A realidade a isso leva o MMTC, que integra quase meia centena de movimentos de todos os continentes excepto Oceânia. Por exemplo, em África domina o “trabalho sem direitos nem condições e mal pago”. A terra é muitas vezes expropriada pelas grandes multinacionais ou particulares, que “cercam terrenos públicos que passam a estar fechados” e são retirados às populações. E na América Latina, há uma situação de “retrocesso” democrático, além de muitas pressões sobre sindicalistas e outros activistas sociais, situações de perda de direitos e um clima de medo a instalar-se.

“Em África domina o trabalho sem direitos nem condições e mal pago”, diz Fátima Almeida. Foto © Tonyfamilia/Wikimedia Commons

 

“Essas serão as nossas prioridades, a partir desse olhar para a realidade”, enquanto o movimento mundial começa a preparar a assembleia mundial de 2021, acrescenta Fátima Almeida.

Da equipa executiva do MMTC fazem parte ainda a secretária geral, Marileia Damâsio (Brasil), o tesoureiro, Philippe Chatelain (França) e o assistente eclesiástico, padre Bernard Robert (França). É a ela que, reunindo duas vezes por ano, cabe promover e dinamizar, junto dos movimentos nacionais de trabalhadores cristãos, as decisões da assembleia geral, convocada cada quatro anos, e do conselho internacional, que reúne uma vez por ano.

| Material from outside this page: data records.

PR #237, opened 2017-05-05
Containerize release builds

kargakis:
@stevekuznetsov I managed to get around https://github.com/openshift/origin/pull/13642#issuecomment-299178579 by running rpmbuild inside a container. See https://ci.openshift.redhat.com/jenkins/view/All/job/test_kargakis_debug/1/console where I reproduce the failure and https://ci.openshift.redhat.com/jenkins/view/All/job/test_kargakis_debug/4/ where I move the build into a container and the test passes.

### DIFF
--- a/sjb/config/common/test_cases/origin_release.yml
+++ b/sjb/config/common/test_cases/origin_release.yml
@@ -8,4 +8,6 @@ extensions:
       script: |-
         export OS_BUILD_IMAGE_ARGS=''
         hack/build-base-images.sh
-        make release
+        OS_BUILD_ENV_PRESERVE="_output/local" hack/env make build-rpms
+        hack/build-images.sh
+        hack/extract-release.sh
--- a/sjb/generated/push_origin_release.xml
+++ b/sjb/generated/push_origin_release.xml
@@ -108,7 +108,9 @@ set -o errexit -o nounset -o pipefail -o xtrace
 cd &#34;\${GOPATH}/src/github.com/openshift/origin&#34;
 export OS_BUILD_IMAGE_ARGS=&#39;&#39;
 hack/build-base-images.sh
-make release
+OS_BUILD_ENV_PRESERVE=&#34;_output/local&#34; hack/env make build-rpms
+hack/build-images.sh
+hack/extract-release.sh
 SCRIPT
 chmod +x &#34;${script}&#34;
 scp -F ./.config/origin-ci-tool/inventory/.ssh_config &#34;${script}&#34; openshiftdevel:&#34;${script}&#34;
--- a/sjb/generated/test_branch_origin_extended.xml
+++ b/sjb/generated/test_branch_origin_extended.xml
@@ -118,7 +118,9 @@ set -o errexit -o nounset -o pipefail -o xtrace
 cd &#34;\${GOPATH}/src/github.com/openshift/origin&#34;
 export OS_BUILD_IMAGE_ARGS=&#39;&#39;
 hack/build-base-images.sh
-make release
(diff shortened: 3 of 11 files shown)


stevekuznetsov:
Changes seem reasonable but I am worried about breaking `make release`

kargakis:
@stevekuznetsov if the goal is to transition to rpm installs inside the containers isn't this essentially `make release` after the Origin PR is merged?

stevekuznetsov:
I thought `make release` was broken in your PR and this was a workaround to getting tests to run for it?

kargakis:
Switching `make release` to use `rpmbuild` seems that breaks `make release` in case it is run atop the base ami which is what our integration and networking suites are doing. Moving rpmbuild to run into a container seems that it solves the issue, I am still trying to understand why the original failure and if there is another way of fixing this.

kargakis:
I just found out that we are doing exactly the same thing in the `build` ami that is based on `base`.
https://github.com/openshift/aos-cd-jobs/blob/20f7e57fccc8960a664ae39a925fe4b913c1e14a/sjb/config/test_cases/ami_build_origin_int_rhel_build.yml#L19

kargakis:
@smarterclayton @stevekuznetsov can we move forward with this? @smarterclayton do you think static compilation[0] will solve the issue I was seeing[1]?

[0] https://github.com/openshift/origin/pull/14127
[1]
```
++ Building go targets for linux/amd64: images/pod cmd/dockerregistry cmd/gitserver pkg/sdn/plugin/sdn-cni-plugin vendor/github.com/containernetworking/cni/plugins/ipam/host-local vendor/github.com/containernetworking/cni/plugins/main/loopback examples/hello-openshift
++ Building go targets for linux/amd64: cmd/openshift cmd/oc
# github.com/openshift/origin/cmd/oc
/usr/lib/golang/pkg/tool/linux_amd64/link: running gcc failed: exit status 1
collect2: error: ld returned 1 exit status

# github.com/openshift/origin/cmd/openshift
/usr/lib/golang/pkg/tool/linux_amd64/link: running gcc failed: exit status 1
collect2: error: ld returned 1 exit status
```

stevekuznetsov:
> can we move forward with this?

Yes, why not?

smarterclayton:
Static compilation doesn't seem related to that, but not sure

kargakis:
> Yes, why not?

Do you want me to update the jobs then and merge this one then? I don't think there is another way to move forward with the rpm installs.

stevekuznetsov:
@kargakis if we are happy with the state of this PR and it works, yes let's do it

sjb/config/common/test_cases/origin_release.yml
```diff
@@ -8,4 +8,6 @@ extensions:
       script: |-
         export OS_BUILD_IMAGE_ARGS=''
         hack/build-base-images.sh
-        make release
\ No newline at end of file
+        OS_BUILD_ENV_PRESERVE="_output/local" hack/env make build-rpms
+        hack/build-images.sh
```
stevekuznetsov: We decided not to use `hack/env make release` because it interacted poorly with this script, right?

kargakis: The current `make release` cannot run inside `hack/env` because it uses `hack/env` already I think. `make release` with `build-rpms` works fine inside `hack/env`.

kargakis: build-images also works fine inside hack/env

stevekuznetsov: Oh of course. Ack ack ack

kargakis:
If there are no objections, I would like to roll this out tomorrow.

stevekuznetsov:
None from me. Let's do it.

A aposta em vários tempos e encontros de formação será outra das prioridades do MMTC para os próximos meses, com a realização de vários seminários regionais na África Oriental, Índico e África Ocidental. No próximo ano, será a vez da Ásia, América Central e América do Sul.

 

Assédio moral e trabalho na era digital

No âmbito internacional, os dois co-presidentes e a secretária geral do MMTC participarão, a partir desta segunda-feira, 10, e até dia 21, na 108ª Conferência da OIT (Organização Internacional do Trabalho), que se realiza em Genebra (Suíça), assinalando os 100 anos da organização e debatendo o futuro do trabalho.

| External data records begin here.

PR #1504, opened 2018-07-03
Modify browbeat pipeline script to load up all the params

chaitanyaenr:
This commit modifies the browbeat script to load and pass all the
params defined in the property file so that we need not modify the
script when a new param is added.


chaitanyaenr:
@jeremyeder @akrzos PTAL.

mbruzek:
This change looks good to me. +1 

It will avoid us having to update the groovy code each time a property or parameter changes!

akrzos:
Should this also modify the browbeat.properties file located in https://github.com/openshift/aos-cd-jobs/tree/master/alderaan/property_files 

The OpenStack specifically looks out of date as well.  I assume those are just example files and not used elsewhere.

Also does this specifically set the properties file name to "browbeat.properties"?  Such that we can not use other names?

chaitanyaenr:
@akrzos the property files are just examples but we need to keep them updated like you said.
About the property file name, it can have a different name. We get the file and rename it to browbeat.properties before reading the params.

I have the updated the PR to address the comments. PTAL.

akrzos:
@chaitanyaenr I see it now.  This looks good as the pipeline stands right now.  When we get a staging cluster back I have several more vars for OSP in order to reduce staging cluster build time and we will have OSP13 specific vars but we can fix that when we have the hardware available to test.

chaitanyaenr:
@akrzos @mbruzek @jeremyeder is the PR ready for merge?

akrzos:
LGTM, Thanks @chaitanyaenr

PR #1506, opened 2018-07-05
update devex team emails

bparees:


bparees:
@wozniakjan fyi because i was in there anyway and i don't want to do it twice in a month :/

PR #1512, opened 2018-07-09
Remove the hostname from property file

chaitanyaenr:
This also updates the scaleup properties file with the sample params.


chaitanyaenr:
@jeremyeder PTAL.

Além dos temas que o MMTC tem no seu alvo, a conferência da OIT terá também em cima da mesa questões como o futuro do trabalho e do emprego, na defesa da dignidade central da pessoa nos processos de desenvolvimento económico. Muitos dos documentos propõem análises e princípios que parecem retirados de documentos da doutrina social católica, diz Fátima Almeida.

O MMTC participa na reunião enquanto observador e não pode, por isso, participar nos debates plenários e votar – os membros da OIT são os governos, as confederações patronais e sindicais. Mas os observadores podem apresentar moções e o movimento católico internacional irá propor, na assembleia, uma moção sobre a questão do assédio moral nos locais de trabalho: “O assédio sexual e a violência não podem fazer parte do mundo do trabalho ou de qualquer outro lugar”, diz a versão provisória do texto a apresentar. “Não é um jogo ou uma atitude desculpável para com os seus semelhantes e mulheres. Provoca dano, humilhação e com isso destrói os valores mais profundos do trabalho: alegria, realização, criatividade e desenvolvimento humano.”

 “Dignificar o Trabalho na Era Digital” é o tema do congresso da LOC/MTC neste sábado e domingo. Foto © Rawpixel.com/Pexels

 

Antes disso, decorrerá entretanto neste sábado e domingo, em Fátima, o congresso nacional da LOC/MTC (Liga Operária Católica/Movimento dos Trabalhadores Cristãos), o movimento português que integra o MMTC. O tema em debate será “Dignificar o Trabalho na Era Digital”.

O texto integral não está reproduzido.